Yes, that’s correct. You then need to specify a specific background class if your classes aren’t exhaustive as in this case where there isn’t a specific class for every pixel. So, you have classes[‘BG’,‘1’,‘2’,‘3’,‘4’] (noting these are labels, the choice of numbers here doesn’t affect anything).
Fastai will then generate model with 5 channel output and use argmax to create a single channel prediction with values from [0,1,2,3,4] in line with the targets produced like that.

Thanks Tom… discussing with you on this helped me join the pieces of this jigsaw puzzle :slight_smile:

Another interesting thing in problem of segmentations

  1. Does random rotations at many angles could move the object of interest out of the view frame ,provided resize metho is squish
  2. What is difference between Rotations ,and dihedral/Horrizontals flips … I presume both are subset of rotations only say if rotation is 360…

Thanks! Your code helped me building a working multi-label image segmentation on top of fastai. The code is in this Kaggle kernel if you want to have a look at it. The MultiLabelSegmentationLabelList.open() method is derived from this example.

1 Like

Is this application of Dice coefficient intended for multi-label (i.e. classes 0 - n) in a single mask?

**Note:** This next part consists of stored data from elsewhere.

PR #1613, opened 2026-06-05
MRD-3227 fix UI CVEs

fincardy-moj:


server/middleware/setUpWebSession.ts
```diff
@@ -32,7 +32,7 @@ export default function setUpWebSession(): Router {
   router.use((req, res, next) => {
     const headerName = 'X-Request-Id'
     const oldValue = req.get(headerName)
-    const id = oldValue === undefined ? uuidv4() : oldValue
+    const id = oldValue === undefined ? randomUUID() : oldValue
```
fincardy-moj, line 35: UUID has been tricky in the last few months with vulnerabilities, so I figured "why not use the built-in node one?" 

After doing some searching, we _are_ using the built-in node one everywhere but here. So I've just updated it and removed the flaky dependency

ppmg (approved):
LGTM

PR #1615, opened 2026-06-08
Fix sentenceToCommitIndeterminate.spec.ts

ppmg:
The sentenceLength needs to be greater than zero. Otherwise, if set to zero,
the formatPpudSentenceLength function called later on returns nothing, but the
testSummaryList one requires a non-null value.


sureshmoj (approved):
LGTM 👍

PR #1617, opened 2026-06-09
Adds allowlist to ui

andrewl:
Adds the same allow-list that is in place in the preprod and prod environments


fincardy-moj (approved):
LGTM!

PR #1619, opened 2026-06-11
fix ui cves

fincardy-moj:
There was a vulnerability with a transitive dependency called `shell-quote` which was only used by a direct dependency called `concurrently` 

However, `concurrently` was only used in the old build process which has been superseded by ESBuild, so we just removed concurrently and we're back to secure :)


sureshmoj (approved):
LGTM 👍

PR #1624, opened 2026-06-17
MRD-3198: Make the CRO field mandatory in the PPCS

sureshmoj:


server/controllers/recommendation/editCroController.ts
```diff
@@ -16,7 +18,7 @@ async function get(_: Request, res: Response, next: NextFunction) {
     values: isDefined(errors)
       ? unsavedValues
       : {
-          cro,
+          cro: cro || recommendation.prisonOffender?.cro || '',
```
sureshmoj: This is for the ticket requirement: 
`Text area to be pre-populated with the CRO from the Part A as shown in the check booking details screen`

server/controllers/recommendation/editCroController.ts
```diff
@@ -35,6 +37,22 @@ async function post(req: Request, res: Response, _: NextFunction) {
 
   const recommendation = await getRecommendation(recommendationId, token)
 
+  const croFromPartA = recommendation.prisonOffender?.cro
+  const croFromPpud = recommendation.ppudOffender?.croOtherNumber
+  const croEmpty = !cro || cro.trim().length === 0
+
+  if (croEmpty && !croFromPartA && !croFromPpud) {
```
sureshmoj: empty submission of the form is fine as long as there is a cro from Part A or from PPUD, if both of them are mssing then empty submission should raise a Form `Enter the CRO` error

integration_tests/integration/recommendations/ppcs/editCro.spec.ts
ppmg, line 1: Small point: could you create a `checkBookingDetails` folder within this `ppcs` one and put this `.spec.ts` file in it, please?

integration_tests/integration/recommendations/ppcs/editCro.spec.ts
```diff
@@ -0,0 +1,164 @@
...
+      },
+    })
+    cy.task('getStatuses', {
+      statusCode: 200,
+      response: [{ name: RECOMMENDATION_STATUS.SENT_TO_PPCS, active: true }],
+    })
+
+    cy.visit(`/recommendations/${recommendationResponse.id}/edit-cro`)
+
+    cy.get('#cro').clear()
```
ppmg: Is this step needed? Shouldn't it already be clear given how you've set up the response? Similarly in other tests where the field is expected to be clear from the start.

integration_tests/integration/recommendations/ppcs/editCro.spec.ts
```diff
@@ -0,0 +1,164 @@
...
+    cy.get('button.govuk-button').click()
+
+    cy.get('.govuk-error-summary').should('contain', 'There is a problem')
```
ppmg: You can call the `testForErrorPageTitle` and `testForErrorSummary` utility functions in `errors.tests.ts` instead. Also, the pattern we've been following is to have a `describe` for the page data and one for errors. Could you align it with that pattern, please? See `matchIndexOffence.spec.ts` for an example.

server/views/pages/recommendations/addressDetails.njk
```diff
@@ -31,7 +31,7 @@
                 <div class='govuk-!-margin-bottom-6'>
                     {% if recommendation.personOnProbation.addresses.length %}
 
-                        <p class="govuk=body">{% if recommendation.personOnProbation.addresses.length === 1 %}This is the last known address{% else %}These are the last known addresses{% endif %}
+                        <p class="govuk-body">{% if recommendation.personOnProbation.addresses.length === 1 %}This is the last known address{% else %}These are the last known addresses{% endif %}
```
ppmg, line 34: Nice catch! Thanks for fixing it!

server/views/pages/recommendations/alreadyExisting.njk
```diff
@@ -11,7 +11,7 @@
 
         <h1 class='govuk-heading-l'>{{ pageHeadings[page.id] }}</h1>
         <div >
-            <p class="govuk=body">
+            <p class="govuk-body">
```
ppmg, line 14: Nice catch! Thanks for fixing it!

server/controllers/recommendation/editCroController.ts
```diff
@@ -35,6 +37,22 @@ async function post(req: Request, res: Response, _: NextFunction) {
 
   const recommendation = await getRecommendation(recommendationId, token)
 
+  const croFromPartA = recommendation.prisonOffender?.cro
```
ppmg: The Part A mapping [first tries to use the CRO found in NDelius, then falls back to NOMIS](https://github.com/ministryofjustice/make-recall-decision-api/blob/main/src/main/kotlin/uk/gov/justice/digital/hmpps/makerecalldecisionapi/documentmapper/PartADocumentMapper.kt#L194). We should do the same here.

server/controllers/recommendation/editCroController.ts
ppmg: The Part A mapping [first tries to use the CRO found in NDelius, then falls back to NOMIS](https://github.com/ministryofjustice/make-recall-decision-api/blob/main/src/main/kotlin/uk/gov/justice/digital/hmpps/makerecalldecisionapi/documentmapper/PartADocumentMapper.kt#L194). We should do the same here.

server/controllers/recommendation/editCroController.ts
ppmg: I'm not sure the ` && !croFromPartA && !croFromPpud` part should be here. From what I'm seeing in the ticket's tables describing the behaviour for each case, the error message should be shown for empty state validation only. There's no mention there of having Part A or PPUD CROs.

server/views/pages/recommendations/editCro.njk
```diff
@@ -13,32 +13,40 @@
...
-                    <h3 class='govuk-heading-m'>From PPUD</h3>
-                    <div class="car-text-list__row">
-                        <dt class="car-text-list__key">CRO</dt>
-                        <dd class="car-text-list__value" data-qa="ppudCro">{{ recommendation.ppudOffender.croOtherNumber }}</dd>
-                    </div>
-                </dl>
+            {% if recommendation.ppudOffender %}
+                <h2 class='govuk-heading-m govuk-!-margin-bottom-0'>From PPUD</h2>
+                {% if recommendation.ppudOffender.croOtherNumber %}
+                    <dl class="car-text-list">
```
ppmg: I think you can use the `textList` macro here, can't you?

server/views/pages/recommendations/editCro.njk
```diff
@@ -13,32 +13,40 @@
...
+                        <div class="car-text-list__row">
+                            <dt class="car-text-list__key">CRO</dt>
+                            <dd class="car-text-list__value" data-qa="ppudCro">{{ recommendation.ppudOffender.croOtherNumber }}</dd>
```
ppmg: Since we're already touching on these files, could you switch this file and the controller such that the controller provides these fields to the njk file through the `values` field instead of expecting the njk to know where in the recommendation to dig around, please? So something like a `ppudCro` field within the `values` one, so that the njk just has to do `values.ppudCro`.

Similarly for the other values used in this same file, please.

server/views/pages/recommendations/editCro.njk
```diff
@@ -13,32 +13,40 @@
 
             <h1 class="govuk-heading-l">{{ pageHeadings[page.id] }}</h1>
 
+            <p class="govuk-body">
```
ppmg: While we're changing this file, would you mind using the `bodyParagraph` here and the `heading` one above, please?

integration_tests/integration/recommendations/ppcs/editCro.spec.ts
```diff
@@ -0,0 +1,164 @@
...
+      },
+    })
+    cy.task('getStatuses', {
+      statusCode: 200,
+      response: [{ name: RECOMMENDATION_STATUS.SENT_TO_PPCS, active: true }],
+    })
+
+    cy.visit(`/recommendations/${recommendationResponse.id}/edit-cro`)
+
+    cy.get('[data-qa="nomisCro"]').should('contain', '789/01A')
```
ppmg: My understanding is that data QA IDs aren't best practice anymore, as they don't reflect how users interact with our service. Instead, we should be searching for the elements we expect to see on our screen and check they are displayed/styled as expected. E.g. from this test we don't know if the CRO number is displayed as a text field, a heading, a button or the header on a table and the test wouldn't fail if we accidentally changed how it's displayed.

Other more recent tests we've added to the codebase test pages without relying on data QA IDs (e.g. `matchIndexOffence.spec.ts`), see how they do it for an example.

server/controllers/recommendation/editCroController.test.ts
```diff
@@ -30,6 +30,48 @@ describe('get', () => {
     expect(res.render).toHaveBeenCalledWith('pages/recommendations/editCro')
     expect(next).toHaveBeenCalled()
   })
+
+  it('pre-populates cro from Part A when bookRecallToPpud cro is empty', async () => {
```
ppmg: This will need to be turned into two tests once the controller is updated to also consider the NDelius CRO (see comment in the controller).

ppmg (changes requested):

server/controllers/recommendation/editCroController.ts
sureshmoj: i thought the fallback already happens in the api before UI gets the rec' response from api, but i was wrong, thanks for flagging , fixing this

server/controllers/recommendation/editCroController.ts
sureshmoj: yeah, not sure why I got that feeling of empty submission should be allowed if there is either part A cro or ppud cro is present - but agree with you with simple empty form validation - fixing it now

integration_tests/integration/recommendations/ppcs/editCro.spec.ts
sureshmoj: fixed

integration_tests/integration/recommendations/ppcs/editCro.spec.ts
sureshmoj: fixed

server/controllers/recommendation/editCroController.ts
sureshmoj: this line is no longer needed, so removed it

server/views/pages/recommendations/editCro.njk
sureshmoj: fixed

server/views/pages/recommendations/editCro.njk
sureshmoj: fixed

server/views/pages/recommendations/editCro.njk
sureshmoj: fixed

integration_tests/integration/recommendations/ppcs/editCro.spec.ts
sureshmoj: fixed

server/controllers/recommendation/editCroController.test.ts
sureshmoj: That's already done - the current tests already cover both fallback paths separately:                                                                                                                            
                                                                                                                                                                                                                   
  1. 'pre-populates cro from personOnProbation.croNumber when bookRecallToPpud cro is empty' - tests the NDelius (personOnProbation) fallback first                                                                
  2. 'pre-populates cro from prisonOffender.cro when bookRecallToPpud and personOnProbation cro are empty' - tests the Part A (prisonOffender) fallback when NDelius is also empty

or am I missing something else?

integration_tests/integration/recommendation.spec.ts
ppmg: I think we can get rid of this test now that you've added yours, can't we?

server/controllers/recommendation/editCroController.test.ts
```diff
@@ -40,6 +43,33 @@ describe('get', () => {
...
+          ppudOffender: { croOtherNumber: '333/44B' },
+        },
+      },
+    })
+    const next = mockNext()
+    await editCroController.get(req, res, next)
+
+    expect(res.locals.values).toEqual({
+      cro: '111/22A',
+      partACro: '789/01A',
```
ppmg: This should also be the nDelius one. The NOMIS one is a fallback if nDelius doesn't have it.

server/controllers/recommendation/editCroController.test.ts
```diff
@@ -40,6 +43,33 @@ describe('get', () => {
...
+      ppudCro: '333/44B',
+      hasPpudRecord: true,
+    })
+  })
+
+  it('pre-populates cro from partACro when bookRecallToPpud and ndeliusCro are empty', async () => {
```
ppmg: Following on the previous comment, this should say nomisCro rather than partACro

server/controllers/recommendation/editCroController.ts
```diff
@@ -8,18 +8,23 @@ import strings from '../../textStrings/en'
 async function get(_: Request, res: Response, next: NextFunction) {
   const { recommendation, errors, unsavedValues } = res.locals
   const { cro } = recommendation.bookRecallToPpud
+  const ndeliusCro = recommendation.personOnProbation?.croNumber || null
+  const partACro = recommendation.prisonOffender?.cro || null
```
ppmg: Sorry, I meant that the Part A value should be nDelius || NOMIS || null (in that order), to align with what the back-end does.

That being said, I just realised [we currently pre-fill it just with the NOMIS value](https://github.com/ministryofjustice/make-recall-decision-ui/blob/main/server/controllers/recommendation/ppcs/checkBookingDetailsController.ts#L110). Should we just be changing that instead and leaving this editing page be purely about displaying the existing `bookRecallToPpud.cro` and editing it?

server/controllers/recommendation/editCroController.ts
```diff
@@ -8,18 +8,23 @@ import strings from '../../textStrings/en'
...
-    values: isDefined(errors)
-      ? unsavedValues
-      : {
-          cro: cro || recommendation.prisonOffender?.cro || '',
-        },
+    values: {
+      partACro,
+      ppudCro,
+      hasPpudRecord,
+      cro: isDefined(errors) ? unsavedValues?.cro : cro || ndeliusCro || partACro || '',
```
ppmg: Should we ever fall back to the PPUD value? There's no AC in the ticket saying so, but there also isn't an AC describing the case where the Part A has no CRO but PPUD does, so I'm wondering if that was a deliberate omission.

server/views/pages/recommendations/editCro.njk
ppmg: Small point: missed the heading above this line, the one with the heading for the page. I think the default parameters for the `heading` macro is designed for page headings, so is probably just a call to the macro with `pageHeadings[page.id]`.

server/controllers/recommendation/editCroController.test.ts
ppmg: That was what I meant, yep, although see my newer comment in the controller regarding whether this controller should be doing any of this logic.

ppmg (changes requested):

server/views/pages/recommendations/editCro.njk
sureshmoj: fixed

integration_tests/integration/recommendation.spec.ts
sureshmoj: fixed

server/controllers/recommendation/editCroController.ts
sureshmoj: got it, fixed, thanks 
As part of MRD-3209 we are making the CRO field as mandatory, so I guess as part of that we should show what ever user submits in this edirCro page  ?
Using just nomis value in checkBookingDetailsController looks like a bug though

server/controllers/recommendation/editCroController.ts
sureshmoj: not sure but I will ask UCD.

server/controllers/recommendation/editCroController.test.ts
sureshmoj: fixed

server/controllers/recommendation/editCroController.test.ts
sureshmoj: fixed

server/controllers/recommendation/editCroController.ts
ppmg: But users always go through the Check booking details page first, so `checkBookingDetailsController` is responsible for initialising the fields, not the editing pages. I agree that just using the NOMIS value in `checkBookingDetailsController` would be according to the new intended behaviour, but what I meant from the previous comment is that I think the behaviour you're implementing should actually be added to `checkBookingDetailsController`, not to `editCroController`. By the time the user arrives at the latter, they've already gone through the former.

It makes sense as well that it's `checkBookingDetailsController` is responsible for this. Were we to follow the pattern of each edit controller being responsible for the initialisation part of its field, then users would be forced to go into every edit page to trigger it, rather than it happening automatically once when the booking details are first loaded.

sureshmoj: fixed, 
fallback happens in checkBookingDetailsController now.

server/controllers/recommendation/editCroController.ts
```diff
@@ -9,7 +9,8 @@ async function get(_: Request, res: Response, next: NextFunction) {
   const { recommendation, errors, unsavedValues } = res.locals
   const { cro } = recommendation.bookRecallToPpud
   const ndeliusCro = recommendation.personOnProbation?.croNumber || null
-  const partACro = recommendation.prisonOffender?.cro || null
+  const nomisCro = recommendation.prisonOffender?.cro || null
+  const partACro = ndeliusCro || nomisCro || null
```
sureshmoj, line 13: we still need this `partACro` value so njk file uses it to show '`From Part A`' field in the UI

server/controllers/recommendation/editCroController.ts
sureshmoj: added a fallback to ppud cro in the latest commit

server/controllers/recommendation/ppcs/checkBookingDetailsController.test.ts
```diff
@@ -290,6 +435,7 @@ describe('get', () => {
             lastName: 'Bloggs',
             dateOfBirth: '2000-01-01',
             prisonNumber: '1234',
+            cro: '123X',
```
ppmg: Could you set this to be `RECOMMENDATION_TEMPLATE.personOnProbation.croNumber` so it's clear where this is coming from, please?

integration_tests/integration/recommendations/ppcs/checkBookingDetails/editCro.spec.ts
```diff
@@ -0,0 +1,139 @@
...
+  })
+
+  describe('Page Data', () => {
+    it('pre-populates CRO input from bookRecallToPpud cro', () => {
+      cy.task('getRecommendation', {
+        statusCode: 200,
+        response: {
+          ...recommendationResponse,
+          bookRecallToPpud: { cro: '999/99A' },
+          personOnProbation: { ...recommendationResponse.personOnProbation, croNumber: '111/22A' },
```
ppmg: Could you remove any of the specific set-up here that isn't needed for the test case (the `personOnProbation`, `prisonOffender` and `ppudOffender` parts), please? So it's clear what is and isn't important for it. We can keep the `...recommendationResponse` part, so it shows we can have the other values but we don't care what they are here.

Similarly for the other cases below, please.

ppmg (changes requested):

integration_tests/integration/recommendations/ppcs/checkBookingDetails/editCro.spec.ts
sureshmoj: fixed

server/controllers/recommendation/ppcs/checkBookingDetailsController.test.ts
sureshmoj: fixed

ppmg (commented):
LGTM! Holding off on approval and merge for now until pipeline is a bit clearer

ppmg (approved):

It handles multi-label masks as separate channels each valued 0/1 not a single channel. The sort of output that works with torch.nn.BCEWithLogitsLoss.

1 Like

Thank you - for a single mask with labels (0…4), the standard dice coefficient gives values greater than 1. Have you come across this? I am assuming it is only designed for binary classification perhaps.

By standard I presume you mean the one in fastai?
Looking at the code (which does say it’s for binary targets) it looks like it’s expecting a 2 channel input, so something of shape (B,2,...) with B being batch. It takes an argmax of dim 1, which would work with any number of labels, but then it’s using intersect = (input * targs) and union = (input+targs) which will only work if the values are 0/1 with other values producing intersect and union of >1.
Thinking about it dice is only really defined properly for the binary case. What is union supposed to mean if values are multi-class? But you can of course treat multiple labels as multiple binary classification problems and then calculate the mean which is how dice seems to be defined in such cases. So you’d need to convert your inputs/targets to a sequence of binary values for each class (i.e. (B,C,...) tensors).

Thank you for the reply. The Severstal Kaggle explained in this thread uses dice for it’s evaluation, hence I am trying to understand it. You’ve shared some important points… I’ll do a bit more homework to understand the code a bit more.

Note that in Severstal they actually treat each class separately, i.e. given the four classes for each input image, there are 4 rows in the training CSV and you generate 4 separate predictions. So the dice is only defined for a single image/class pair.
This doesn’t mean you have to generate predictions like that. If you use a single network for all classes then you’re better creating all 4 predictions at once, but conceptually it is 4 different binary predictions.